• [What you are asked to do]: Only the lines that contain the string "scripts" belong in the answer; pull them from the records.

• [Source data]:
§
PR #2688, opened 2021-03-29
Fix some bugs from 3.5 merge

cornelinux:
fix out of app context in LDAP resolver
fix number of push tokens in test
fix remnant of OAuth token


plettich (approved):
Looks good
§
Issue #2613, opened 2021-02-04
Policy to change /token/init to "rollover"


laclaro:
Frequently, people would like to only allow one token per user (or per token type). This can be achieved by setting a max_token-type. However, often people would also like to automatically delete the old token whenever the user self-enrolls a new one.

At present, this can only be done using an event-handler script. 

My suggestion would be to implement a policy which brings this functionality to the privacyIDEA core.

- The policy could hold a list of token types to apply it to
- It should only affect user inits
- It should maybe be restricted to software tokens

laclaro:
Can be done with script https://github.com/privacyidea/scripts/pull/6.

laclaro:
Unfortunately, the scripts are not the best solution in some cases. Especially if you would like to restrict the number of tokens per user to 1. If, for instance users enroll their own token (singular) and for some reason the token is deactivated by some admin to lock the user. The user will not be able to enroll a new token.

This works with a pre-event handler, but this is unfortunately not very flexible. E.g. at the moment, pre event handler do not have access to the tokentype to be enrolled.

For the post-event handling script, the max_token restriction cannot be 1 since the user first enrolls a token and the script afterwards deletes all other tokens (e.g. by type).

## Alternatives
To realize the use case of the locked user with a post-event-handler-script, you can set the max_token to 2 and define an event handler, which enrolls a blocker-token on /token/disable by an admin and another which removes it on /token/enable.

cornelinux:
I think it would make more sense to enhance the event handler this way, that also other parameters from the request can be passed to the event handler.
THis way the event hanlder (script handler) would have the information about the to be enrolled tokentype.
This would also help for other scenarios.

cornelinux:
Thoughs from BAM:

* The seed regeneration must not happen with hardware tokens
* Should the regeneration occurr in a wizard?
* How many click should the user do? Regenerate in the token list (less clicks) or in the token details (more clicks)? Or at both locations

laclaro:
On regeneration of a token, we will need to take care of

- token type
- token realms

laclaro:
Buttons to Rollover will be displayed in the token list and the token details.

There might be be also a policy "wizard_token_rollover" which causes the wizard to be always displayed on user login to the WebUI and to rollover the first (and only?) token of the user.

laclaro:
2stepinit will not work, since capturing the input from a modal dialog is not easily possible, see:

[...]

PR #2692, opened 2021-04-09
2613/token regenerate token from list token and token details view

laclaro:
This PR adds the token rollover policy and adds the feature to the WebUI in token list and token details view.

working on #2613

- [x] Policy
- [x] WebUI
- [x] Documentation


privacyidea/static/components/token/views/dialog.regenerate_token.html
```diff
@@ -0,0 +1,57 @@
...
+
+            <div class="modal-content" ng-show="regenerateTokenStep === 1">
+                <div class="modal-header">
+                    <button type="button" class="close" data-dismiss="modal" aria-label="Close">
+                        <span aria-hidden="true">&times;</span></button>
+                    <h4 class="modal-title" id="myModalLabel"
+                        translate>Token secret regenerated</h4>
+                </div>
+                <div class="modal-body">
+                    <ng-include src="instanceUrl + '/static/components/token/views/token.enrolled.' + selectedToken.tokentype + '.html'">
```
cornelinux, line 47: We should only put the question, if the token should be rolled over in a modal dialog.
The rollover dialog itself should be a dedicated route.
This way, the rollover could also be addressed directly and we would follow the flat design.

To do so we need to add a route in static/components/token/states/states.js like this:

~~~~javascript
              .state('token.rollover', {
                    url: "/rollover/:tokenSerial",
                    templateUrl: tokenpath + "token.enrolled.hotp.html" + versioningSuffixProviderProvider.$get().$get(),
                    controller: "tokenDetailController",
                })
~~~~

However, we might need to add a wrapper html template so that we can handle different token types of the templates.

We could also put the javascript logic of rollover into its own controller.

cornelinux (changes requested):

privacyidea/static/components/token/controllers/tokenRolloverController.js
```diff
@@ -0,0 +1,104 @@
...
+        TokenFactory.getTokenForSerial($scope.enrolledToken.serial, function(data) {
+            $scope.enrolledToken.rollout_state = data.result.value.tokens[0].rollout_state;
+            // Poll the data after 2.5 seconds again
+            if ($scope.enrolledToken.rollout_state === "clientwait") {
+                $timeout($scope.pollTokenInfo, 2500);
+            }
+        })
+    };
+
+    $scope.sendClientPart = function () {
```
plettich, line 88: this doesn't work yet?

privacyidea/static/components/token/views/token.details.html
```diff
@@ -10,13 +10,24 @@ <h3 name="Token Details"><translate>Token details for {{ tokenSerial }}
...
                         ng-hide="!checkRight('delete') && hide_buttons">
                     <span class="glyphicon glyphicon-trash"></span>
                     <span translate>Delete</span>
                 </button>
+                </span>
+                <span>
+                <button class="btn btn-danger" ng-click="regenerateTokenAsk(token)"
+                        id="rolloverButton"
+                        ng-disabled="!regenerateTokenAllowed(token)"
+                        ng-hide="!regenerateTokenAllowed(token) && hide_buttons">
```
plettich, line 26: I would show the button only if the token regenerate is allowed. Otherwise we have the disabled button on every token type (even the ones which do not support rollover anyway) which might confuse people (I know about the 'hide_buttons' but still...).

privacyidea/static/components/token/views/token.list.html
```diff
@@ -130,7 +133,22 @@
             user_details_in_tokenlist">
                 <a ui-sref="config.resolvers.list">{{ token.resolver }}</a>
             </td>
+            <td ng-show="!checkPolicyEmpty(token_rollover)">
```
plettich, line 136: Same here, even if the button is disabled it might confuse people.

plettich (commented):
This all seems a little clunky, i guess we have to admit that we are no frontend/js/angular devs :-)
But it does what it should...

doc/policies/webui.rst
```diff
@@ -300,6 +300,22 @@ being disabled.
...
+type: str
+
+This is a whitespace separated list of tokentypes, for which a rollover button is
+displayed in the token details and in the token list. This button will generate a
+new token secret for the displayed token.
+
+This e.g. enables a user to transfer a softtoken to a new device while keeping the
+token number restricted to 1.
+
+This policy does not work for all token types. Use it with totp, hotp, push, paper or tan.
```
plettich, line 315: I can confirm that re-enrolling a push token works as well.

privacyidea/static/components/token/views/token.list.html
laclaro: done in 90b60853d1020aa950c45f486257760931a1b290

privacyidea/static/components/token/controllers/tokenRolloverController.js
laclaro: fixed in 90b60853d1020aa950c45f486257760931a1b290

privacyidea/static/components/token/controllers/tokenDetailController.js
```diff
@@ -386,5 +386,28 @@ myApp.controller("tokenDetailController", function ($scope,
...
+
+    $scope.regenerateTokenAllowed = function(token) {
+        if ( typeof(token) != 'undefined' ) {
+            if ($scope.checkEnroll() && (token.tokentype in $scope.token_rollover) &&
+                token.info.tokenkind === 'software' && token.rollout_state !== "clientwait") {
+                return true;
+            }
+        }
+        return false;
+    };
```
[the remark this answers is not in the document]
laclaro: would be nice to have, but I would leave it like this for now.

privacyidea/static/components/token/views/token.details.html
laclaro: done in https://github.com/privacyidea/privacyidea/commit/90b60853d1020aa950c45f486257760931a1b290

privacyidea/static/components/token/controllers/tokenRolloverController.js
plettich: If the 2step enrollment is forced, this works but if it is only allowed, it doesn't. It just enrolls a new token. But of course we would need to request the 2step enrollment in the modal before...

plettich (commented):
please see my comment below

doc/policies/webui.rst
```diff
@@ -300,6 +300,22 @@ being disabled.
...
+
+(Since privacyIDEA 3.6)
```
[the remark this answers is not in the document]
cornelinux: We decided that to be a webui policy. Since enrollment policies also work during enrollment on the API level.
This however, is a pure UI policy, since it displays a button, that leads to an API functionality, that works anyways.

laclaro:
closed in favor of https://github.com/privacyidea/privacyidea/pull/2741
§
• [Finished exercise]:
Can be done with script https://github.com/privacyidea/scripts/pull/6.
Unfortunately, the scripts are not the best solution in some cases. Especially if you would like to restrict the number of tokens per user to 1. If, for instance users enroll their own token (singular) and for some reason the token is deactivated by some admin to lock the user. The user will not be able to enroll a new token.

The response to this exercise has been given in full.